--- What is needed ---
Return each line in the records below that includes "faster".
*** Dataset excerpts Section Begins ***
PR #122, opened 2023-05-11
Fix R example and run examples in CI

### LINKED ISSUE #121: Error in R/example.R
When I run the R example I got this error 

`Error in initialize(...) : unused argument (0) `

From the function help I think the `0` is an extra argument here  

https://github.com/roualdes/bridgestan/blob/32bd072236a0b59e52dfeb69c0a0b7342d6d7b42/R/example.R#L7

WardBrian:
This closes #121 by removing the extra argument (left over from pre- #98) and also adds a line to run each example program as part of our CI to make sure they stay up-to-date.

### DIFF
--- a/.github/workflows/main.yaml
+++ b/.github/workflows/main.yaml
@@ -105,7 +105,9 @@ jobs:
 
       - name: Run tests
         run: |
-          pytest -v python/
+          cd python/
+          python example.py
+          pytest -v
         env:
*** Dataset excerpts Section Ends ***
*** Dataset excerpts Section Begins ***
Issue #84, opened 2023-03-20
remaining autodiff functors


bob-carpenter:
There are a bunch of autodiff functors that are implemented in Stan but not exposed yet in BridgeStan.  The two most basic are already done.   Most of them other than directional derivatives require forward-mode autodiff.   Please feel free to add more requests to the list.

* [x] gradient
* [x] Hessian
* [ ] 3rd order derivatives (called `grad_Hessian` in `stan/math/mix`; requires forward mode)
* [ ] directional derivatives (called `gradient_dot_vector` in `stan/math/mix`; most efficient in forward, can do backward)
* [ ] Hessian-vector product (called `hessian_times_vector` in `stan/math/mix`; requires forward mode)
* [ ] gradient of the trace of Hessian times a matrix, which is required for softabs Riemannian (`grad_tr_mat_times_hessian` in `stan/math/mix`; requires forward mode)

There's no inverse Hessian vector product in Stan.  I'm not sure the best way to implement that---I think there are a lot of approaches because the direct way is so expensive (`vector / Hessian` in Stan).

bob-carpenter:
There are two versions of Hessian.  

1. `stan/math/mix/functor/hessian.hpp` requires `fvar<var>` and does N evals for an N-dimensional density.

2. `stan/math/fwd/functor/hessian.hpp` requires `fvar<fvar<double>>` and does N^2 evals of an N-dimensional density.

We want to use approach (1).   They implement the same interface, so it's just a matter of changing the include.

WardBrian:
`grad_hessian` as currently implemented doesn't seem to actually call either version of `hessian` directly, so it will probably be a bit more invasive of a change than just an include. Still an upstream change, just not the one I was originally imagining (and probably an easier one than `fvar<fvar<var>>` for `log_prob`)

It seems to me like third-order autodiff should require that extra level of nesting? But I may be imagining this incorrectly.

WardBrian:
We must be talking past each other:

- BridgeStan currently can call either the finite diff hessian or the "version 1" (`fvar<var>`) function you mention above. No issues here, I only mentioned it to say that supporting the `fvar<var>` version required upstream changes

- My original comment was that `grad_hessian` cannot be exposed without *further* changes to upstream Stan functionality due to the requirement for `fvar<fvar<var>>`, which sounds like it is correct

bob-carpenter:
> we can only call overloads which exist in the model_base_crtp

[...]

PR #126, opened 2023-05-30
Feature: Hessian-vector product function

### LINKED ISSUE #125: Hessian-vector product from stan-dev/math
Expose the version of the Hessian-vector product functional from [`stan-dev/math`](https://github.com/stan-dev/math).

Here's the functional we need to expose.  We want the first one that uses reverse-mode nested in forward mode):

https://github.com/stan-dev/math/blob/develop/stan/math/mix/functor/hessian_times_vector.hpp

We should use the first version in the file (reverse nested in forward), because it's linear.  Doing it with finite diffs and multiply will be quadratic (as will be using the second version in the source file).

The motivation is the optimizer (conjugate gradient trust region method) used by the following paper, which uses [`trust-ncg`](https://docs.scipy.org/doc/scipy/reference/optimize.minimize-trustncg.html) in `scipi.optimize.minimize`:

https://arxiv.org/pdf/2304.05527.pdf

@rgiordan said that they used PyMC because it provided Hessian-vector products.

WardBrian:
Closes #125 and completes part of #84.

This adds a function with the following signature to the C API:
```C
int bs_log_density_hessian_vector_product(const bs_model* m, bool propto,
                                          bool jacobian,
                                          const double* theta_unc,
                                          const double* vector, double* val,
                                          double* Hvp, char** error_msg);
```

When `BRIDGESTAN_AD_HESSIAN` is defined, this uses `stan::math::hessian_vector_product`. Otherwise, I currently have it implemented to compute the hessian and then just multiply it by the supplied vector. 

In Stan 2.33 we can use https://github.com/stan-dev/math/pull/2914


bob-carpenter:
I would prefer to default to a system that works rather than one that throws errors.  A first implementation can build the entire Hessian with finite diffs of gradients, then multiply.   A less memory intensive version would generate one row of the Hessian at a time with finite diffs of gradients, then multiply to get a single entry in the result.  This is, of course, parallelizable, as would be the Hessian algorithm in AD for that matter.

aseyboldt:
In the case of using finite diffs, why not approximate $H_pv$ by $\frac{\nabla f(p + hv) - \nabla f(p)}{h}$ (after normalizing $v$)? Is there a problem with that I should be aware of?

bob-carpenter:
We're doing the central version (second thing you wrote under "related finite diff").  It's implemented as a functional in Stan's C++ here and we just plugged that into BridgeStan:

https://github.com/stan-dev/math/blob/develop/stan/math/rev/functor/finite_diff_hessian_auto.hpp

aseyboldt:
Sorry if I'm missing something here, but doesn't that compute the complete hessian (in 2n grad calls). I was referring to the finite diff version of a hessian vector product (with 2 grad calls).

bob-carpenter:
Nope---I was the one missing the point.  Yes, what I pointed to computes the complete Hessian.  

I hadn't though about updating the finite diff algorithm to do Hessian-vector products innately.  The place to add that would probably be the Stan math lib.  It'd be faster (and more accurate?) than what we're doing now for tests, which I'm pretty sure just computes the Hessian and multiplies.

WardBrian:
*** Dataset excerpts Section Ends ***
*** Dataset excerpts Section Begins ***
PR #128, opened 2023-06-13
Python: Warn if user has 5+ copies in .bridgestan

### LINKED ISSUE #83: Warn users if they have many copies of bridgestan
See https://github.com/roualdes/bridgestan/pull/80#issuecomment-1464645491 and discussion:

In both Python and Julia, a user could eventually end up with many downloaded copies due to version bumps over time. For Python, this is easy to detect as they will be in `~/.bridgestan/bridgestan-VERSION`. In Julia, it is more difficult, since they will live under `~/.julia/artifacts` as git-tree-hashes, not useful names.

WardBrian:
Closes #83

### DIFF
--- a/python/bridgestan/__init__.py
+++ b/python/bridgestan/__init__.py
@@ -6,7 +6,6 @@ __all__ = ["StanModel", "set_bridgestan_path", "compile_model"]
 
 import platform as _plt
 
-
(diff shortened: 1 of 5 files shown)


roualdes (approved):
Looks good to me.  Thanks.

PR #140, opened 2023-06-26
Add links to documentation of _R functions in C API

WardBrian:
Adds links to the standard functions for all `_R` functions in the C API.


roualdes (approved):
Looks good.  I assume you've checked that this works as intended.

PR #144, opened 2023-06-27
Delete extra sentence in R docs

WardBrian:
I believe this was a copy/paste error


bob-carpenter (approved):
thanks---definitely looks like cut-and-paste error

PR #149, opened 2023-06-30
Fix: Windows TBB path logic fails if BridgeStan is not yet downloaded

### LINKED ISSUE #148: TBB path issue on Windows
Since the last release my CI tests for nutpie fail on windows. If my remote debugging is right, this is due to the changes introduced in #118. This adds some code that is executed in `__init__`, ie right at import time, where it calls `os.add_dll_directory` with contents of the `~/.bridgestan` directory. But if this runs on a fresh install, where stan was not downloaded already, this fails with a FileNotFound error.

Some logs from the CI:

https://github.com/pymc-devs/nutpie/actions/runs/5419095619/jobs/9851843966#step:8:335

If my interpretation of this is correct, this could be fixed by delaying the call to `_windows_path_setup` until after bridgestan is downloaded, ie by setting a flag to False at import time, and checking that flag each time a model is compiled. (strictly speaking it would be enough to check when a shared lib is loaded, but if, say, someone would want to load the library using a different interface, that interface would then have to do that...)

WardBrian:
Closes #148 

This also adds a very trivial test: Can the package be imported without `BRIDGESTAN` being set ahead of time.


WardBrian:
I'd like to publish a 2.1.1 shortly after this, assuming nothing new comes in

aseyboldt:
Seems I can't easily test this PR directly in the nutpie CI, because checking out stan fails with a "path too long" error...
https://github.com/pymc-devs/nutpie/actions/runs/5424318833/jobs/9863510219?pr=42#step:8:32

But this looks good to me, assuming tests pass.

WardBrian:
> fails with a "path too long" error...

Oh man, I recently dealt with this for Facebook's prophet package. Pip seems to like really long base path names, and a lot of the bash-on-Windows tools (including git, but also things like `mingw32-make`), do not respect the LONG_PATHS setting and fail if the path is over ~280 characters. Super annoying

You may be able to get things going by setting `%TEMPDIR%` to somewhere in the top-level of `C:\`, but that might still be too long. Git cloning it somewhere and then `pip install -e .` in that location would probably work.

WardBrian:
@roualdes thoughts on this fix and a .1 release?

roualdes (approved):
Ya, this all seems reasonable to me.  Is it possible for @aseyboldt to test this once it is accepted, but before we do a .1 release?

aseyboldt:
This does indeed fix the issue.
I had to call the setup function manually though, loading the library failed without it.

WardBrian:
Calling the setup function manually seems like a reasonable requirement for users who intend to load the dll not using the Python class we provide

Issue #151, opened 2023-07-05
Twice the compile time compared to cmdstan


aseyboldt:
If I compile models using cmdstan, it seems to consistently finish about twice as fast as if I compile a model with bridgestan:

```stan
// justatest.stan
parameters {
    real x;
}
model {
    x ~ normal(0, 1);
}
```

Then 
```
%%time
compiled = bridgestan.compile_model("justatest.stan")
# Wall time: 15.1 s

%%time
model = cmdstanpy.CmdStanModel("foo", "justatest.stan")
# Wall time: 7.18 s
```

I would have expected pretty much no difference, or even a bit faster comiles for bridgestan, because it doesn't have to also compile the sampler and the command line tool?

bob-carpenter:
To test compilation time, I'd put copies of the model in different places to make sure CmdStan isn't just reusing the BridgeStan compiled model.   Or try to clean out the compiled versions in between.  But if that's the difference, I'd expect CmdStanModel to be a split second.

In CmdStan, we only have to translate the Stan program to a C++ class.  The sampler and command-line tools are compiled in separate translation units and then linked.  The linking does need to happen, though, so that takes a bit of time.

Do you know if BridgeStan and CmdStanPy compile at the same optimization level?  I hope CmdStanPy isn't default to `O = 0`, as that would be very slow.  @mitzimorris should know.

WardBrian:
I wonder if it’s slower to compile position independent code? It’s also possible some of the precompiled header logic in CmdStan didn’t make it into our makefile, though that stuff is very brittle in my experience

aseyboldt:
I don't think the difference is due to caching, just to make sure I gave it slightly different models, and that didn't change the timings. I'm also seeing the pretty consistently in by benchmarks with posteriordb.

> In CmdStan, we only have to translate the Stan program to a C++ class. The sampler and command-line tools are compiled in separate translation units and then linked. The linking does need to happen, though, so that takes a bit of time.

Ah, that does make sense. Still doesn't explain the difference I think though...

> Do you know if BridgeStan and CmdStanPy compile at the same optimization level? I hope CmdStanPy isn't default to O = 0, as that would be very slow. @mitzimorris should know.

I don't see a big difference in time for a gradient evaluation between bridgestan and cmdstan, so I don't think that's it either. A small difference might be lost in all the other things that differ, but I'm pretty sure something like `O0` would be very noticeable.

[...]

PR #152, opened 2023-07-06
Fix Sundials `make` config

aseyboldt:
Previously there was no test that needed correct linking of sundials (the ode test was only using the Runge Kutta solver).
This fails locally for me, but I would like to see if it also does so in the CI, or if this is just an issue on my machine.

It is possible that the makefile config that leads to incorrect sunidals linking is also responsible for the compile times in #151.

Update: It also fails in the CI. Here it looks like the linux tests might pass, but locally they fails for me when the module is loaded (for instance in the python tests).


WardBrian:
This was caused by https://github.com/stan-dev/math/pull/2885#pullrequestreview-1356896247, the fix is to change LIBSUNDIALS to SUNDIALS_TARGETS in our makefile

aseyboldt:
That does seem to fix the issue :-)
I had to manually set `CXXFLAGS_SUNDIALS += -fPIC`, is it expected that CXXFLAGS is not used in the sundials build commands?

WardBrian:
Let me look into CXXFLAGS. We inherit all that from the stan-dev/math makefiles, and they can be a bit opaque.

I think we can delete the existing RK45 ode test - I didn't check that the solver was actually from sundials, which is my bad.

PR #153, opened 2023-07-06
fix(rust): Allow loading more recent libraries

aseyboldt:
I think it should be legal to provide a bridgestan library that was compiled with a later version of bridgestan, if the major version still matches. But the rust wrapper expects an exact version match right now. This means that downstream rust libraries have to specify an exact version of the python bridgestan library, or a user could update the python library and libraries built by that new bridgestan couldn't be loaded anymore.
*** Dataset excerpts Section Ends ***
--- Your solution ---
I hadn't though about updating the finite diff algorithm to do Hessian-vector products innately.  The place to add that would probably be the Stan math lib.  It'd be faster (and more accurate?) than what we're doing now for tests, which I'm pretty sure just computes the Hessian and multiplies.
I would have expected pretty much no difference, or even a bit faster comiles for bridgestan, because it doesn't have to also compile the sampler and the command line tool?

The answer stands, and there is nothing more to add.